Despite their seemingly monogenetic nature, many inborn errors of metabolism, such as fatty acid oxidation disorders, have a remarkably heterogeneous clinical presentation making the disease course and severity difficult to predict. In fact, we propose that there is no clear distinction between simple Mendelian disorders and complex diseases, but rather a spectrum of disease phenotypes representing a continuum of diminishing effects from a single gene defect influenced by modifier genes to increasingly shared influence by variants in multiple genes. This realization highlights the need for an unbiased approach to finding candidate modifier genes for seemingly ‘monogenetic’ diseases and reveals the possibility of applying experimental model systems ‘designed’ for complex diseases to inborn errors of metabolism. Our research demonstrates that by employing this method, we can advance our understanding of inborn errors of metabolism by revealing the molecular networks underlying inborn error disease biology.

Mitochondrial fatty acid beta-oxidation (FAO) plays a crucial role in energy homeostasis of organs such as liver, heart and skeletal muscle. During fasting when glucose supply becomes limited, FAO is a vital energy source. For most FAO enzymes, a recessively inherited defect is known, leading to an overall high cumulative incidence (~1 in 10,000). Typical clinical features of these FAO defects are fasting-induced hypoketotic hypoglycemia, and cardiac and skeletal myopathy. Many countries have included FAO defects in their expanded neonatal screening programs. The main reason for screening is the life-threatening hypoglycemia that can lead to coma or sudden death, but can be prevented by avoidance of fasting. The treatment opportunities for (cardio)myopathy are suboptimal and new developments are hampered by a lack of fundamental insight into the consequences of a FAO defect. The goal of this research line is to define the pathogenetic mechanisms that underlie the various symptoms of FAO defects and to design rational therapeutic strategies for patients affected with FAO defects.

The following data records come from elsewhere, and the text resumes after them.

PR #640, opened 2024-07-07
Remove CCCL patch for PR 211.

bdice:
## Description
While upgrading CCCL, we ran into a test failure in cuSpatial. We added a patch to revert some changes from CCCL but the root cause was a bug in cuSpatial. I have fixed that bug here: https://github.com/rapidsai/cuspatial/pull/1402

Once that PR is merged, we can remove this CCCL patch.

See also:
- https://github.com/rapidsai/rapids-cmake/pull/511
- https://github.com/NVIDIA/cccl/issues/1939

## Checklist


robertmaynard (approved):

rapids-cmake/cpm/versions.json
```diff
@@ -9,14 +9,7 @@
       "version": "2.5.0",
       "git_shallow": false,
       "git_url": "https://github.com/NVIDIA/cccl.git",
```
robertmaynard, line 11: Since you dropped the patch for cccl, you need to update the `cpm_find-patch-command` test to validate against a different project we patch

bdice: I looked at `versions.json` but I don't see any projects with long-term patches. We have patches for Thrust/libcudacxx but those will be going away. We also have patches for fmt and spdlog but those may be updated soon.

I can change this to libcudacxx but it's just kicking the can down the road.

bdice: @robertmaynard Please take a look now. I updated this in 711f4b0.

robertmaynard (approved):

PR #142, opened 2024-09-23
feat(script): auto add binary version to s3 file

jhd2best:
this feature will automatic add version record when new version built. which can let developer reset or upgrade network nodes more convenient

issue: none


LuttyYang (approved):
LGTM

PR #154, opened 2024-09-29
feat(x/evmstaking): max unbond withdrawal

jdubpark:
max(delegator balance, unbond request amount)

issue: none

### DIFF
--- a/client/x/evmstaking/keeper/abci.go
+++ b/client/x/evmstaking/keeper/abci.go
@@ -95,8 +95,9 @@ func (k *Keeper) EndBlock(ctx context.Context) (abci.ValidatorUpdates, error) {
 			return nil, errors.Wrap(err, "delegator address from bech32")
 		}
 
-		maxAmount := k.bankKeeper.GetBalance(ctx, delegatorAddr, sdk.DefaultBondDenom).Amount
-		if entry.amount.LT(maxAmount) {
+		maxAmount := k.bankKeeper.SpendableCoin(ctx, delegatorAddr, sdk.DefaultBondDenom).Amount
+		maxBounded := entry.amount.LT(maxAmount)
+		if maxBounded {
 			maxAmount = entry.amount
 		}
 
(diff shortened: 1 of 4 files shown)


client/x/evmstaking/keeper/abci.go
```diff
@@ -110,6 +111,16 @@ func (k *Keeper) EndBlock(ctx context.Context) (abci.ValidatorUpdates, error) {
 			return nil, errors.Wrap(err, "burn coins")
 		}
 
+		log.Debug(ctx, "Adding undelegation to withdrawal queue",
+			"delegator", entry.delegatorAddress,
+			"validator", entry.validatorAddress,
+			"max_amount", maxAmount.String())
+		if entry.amount.LT(maxAmount) {
+			log.Debug(ctx, "Undelegation amount is less than max amount",
```
LeoHChen, line 119: This log can be a warning then.
And log the full information of the delegator and validator here

jdubpark: 58fc5ed

client/x/evmstaking/keeper/abci.go
```diff
@@ -110,6 +111,19 @@ func (k *Keeper) EndBlock(ctx context.Context) (abci.ValidatorUpdates, error) {
 			return nil, errors.Wrap(err, "burn coins")
 		}
 
+		log.Debug(ctx, "Adding undelegation to withdrawal queue",
+			"delegator", entry.delegatorAddress,
+			"validator", entry.validatorAddress,
+			"max_amount", maxAmount.String())
+		if entry.amount.LT(maxAmount) {
+			log.Warn(ctx, "Undelegation amount is less than max amount",
```
kingster-will, line 119: Seems the check can never return True and the log would never be printed out, because the `maxAmount` was set to the value of `entry.amount` at Ln 99 - 101, hence the `entry.amount` can never less than `maxAmount`. sounds right?

It appears that the check will never return True, and the log will never be printed because `maxAmount` is assigned the value of `entry.amount` on lines 99–101. As a result, `entry.amount` can never be less than `maxAmount`. Does that sound correct?

jdubpark: Thanks, fixed in dfdd687

LeoHChen (approved):

Narangde:
I think we need to check if the mature unbonding is deleted or not before processing `unbondedEntries`.
If `CompleteUnbonding` fails in the staking keeper's EndBlock for any reason, the mature unbonding will not be deleted and it will be queried again in the next block's `GetMatureUnbondedDelegations`. Then, it will burn an amount of tokens of mature unbonding even if a spendable amount of token has already been burnt.

edisonz0718:
Close this PR temporarily to avoid confusion

PR #157, opened 2024-10-01
feat(cmd): one block rollback 

### LINKED ISSUE #144: Recover geth and story clients when geth client is upgraded after the upgrade height
## Description and context
In the event of a geth hard fork upgrade, if a node is not upgraded after the upgrade block height, the story client may panic since it may not reach consensus with the rest of the nodes that already have their geth clients upgraded.

Only upgrading the geth client at this point doesn't help since the story client already verified/proposed a block that is in conflict. Node at this point can only remove data folder and sync from genesis block which takes a long time.

## Suggested solution
One suggested solution is to roll back the block with incorrect proposal so the node can sync the correct block.

## Definition of done
Node can roll back incorrect block and restart with correct block in the event of a late geth upgrade.

zsystm:
add one block rollback cmd (ref. [cosmos-sdk](https://github.com/cosmos/cosmos-sdk/blob/6a0358607411cd83d22c6f1deea69f399f803007/server/rollback.go#L13-L14))

issue: #144

### DIFF
--- a/client/app/start.go
+++ b/client/app/start.go
@@ -184,6 +184,49 @@ func Start(ctx context.Context, cfg Config) (func(context.Context) error, error)
 	}, nil
 }
 
+func CreateApp(ctx context.Context, cfg Config) *App {
+	privVal, err := loadPrivVal(cfg)
+	if err != nil {
+		panic(errors.Wrap(err, "load validator key"))
+	}
+
+	db, err := dbm.NewDB("application", cfg.BackendType(), cfg.DataDir())
+	if err != nil {
+		panic(errors.Wrap(err, "create db"))
+	}
+
+	baseAppOpts, err := makeBaseAppOpts(cfg)
+	if err != nil {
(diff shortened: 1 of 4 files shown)


client/app/start.go
```diff
@@ -184,6 +184,49 @@ func Start(ctx context.Context, cfg Config) (func(context.Context) error, error)
 	}, nil
 }
 
+func CreateApp(ctx context.Context, cfg Config) *App {
```
edisonz0718, line 187: I think this function is pretty much the same code as the Start function above. Can we add a TODO to make sure the Start function uses this function later. To make it consistent

edisonz0718 (approved):

jdubpark (approved):

client/app/start.go
zsystm: @edisonz0718 
You are right. I added To-Do in https://github.com/piplabs/story/pull/157/commits/fdc427d8c6ab021cc10f2df1d6b56882e3821207

PR #178, opened 2024-10-09
feat(cli): support odyssey testnet

LuttyYang:
support `--odyssey` flag for automatic generate config and key

issue: none


lib/evmchain/evmchain.go
```diff
@@ -17,6 +17,9 @@ const (
 	// Testnets.
 	IDIliad uint64 = 1513
 
+	// Odyssey Testnets.
+	IDOdyssey uint64 = 1514
```
0xHansLee, line 21: Are we gonna use the same chain ID with mainnet for Odyssey?
I think it would better to use diff chain ID for testnet.

lib/netconf/odyssey/genesis.json
```diff
@@ -0,0 +1,636 @@
...
+      "outstanding_rewards": [],
+      "validator_accumulated_commissions": [],
+      "validator_historical_rewards": [],
+      "validator_current_rewards": [],
+      "delegator_starting_infos": [],
+      "validator_slash_events": []
+    },
+    "evmengine": {
+      "params": {
+        "execution_block_hash": "9evG8Jgui/f9Uys/lZ+E0Ss97dKCevjTH1OJRHvtr8Y="
```
0xHansLee, line 203: It would be helpful to add linked PR in story-geth.
maybe https://github.com/piplabs/story-geth/pull/29?

lib/evmchain/evmchain.go
leeren: We are reserving 1514 for mainnet

What about 1515?

lib/netconf/odyssey/genesis.json
leeren: ++

lib/evmchain/evmchain.go
0xHansLee: 1516 looks good

LuttyYang: changed to 1516

jdubpark (approved):

edisonz0718 (approved):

Glutaric aciduria type 1 (GA1) is an autosomal recessive inborn error of lysine degradation. Patients can present with brain atrophy and macrocephaly and may develop dystonia after acute encephalopathic crises that lead to striatal degeneration. These crises typically occur in the first year of life and are often triggered by a catabolic state such as those that occur during childhood illnesses. GA1 is caused by a defect of glutaryl-CoA dehydrogenase (GCDH) leading to the accumulation of glutaryl-CoA, glutaric acid and 3-hydroxyglutaric acid, which is thought to be neurotoxic. GA1 is rare (~1 in 100,000), but occurs frequently in some communities and ethnic groups such as the Amish, Ojibwe and Lumbee Indigenous peoples, and black South Africans. GA1 patients benefit from early intervention and the disorder is therefore included in newborn screening programs in many countries including the US. The goal of this research line is to improve current treatment by developing substrate reduction therapy.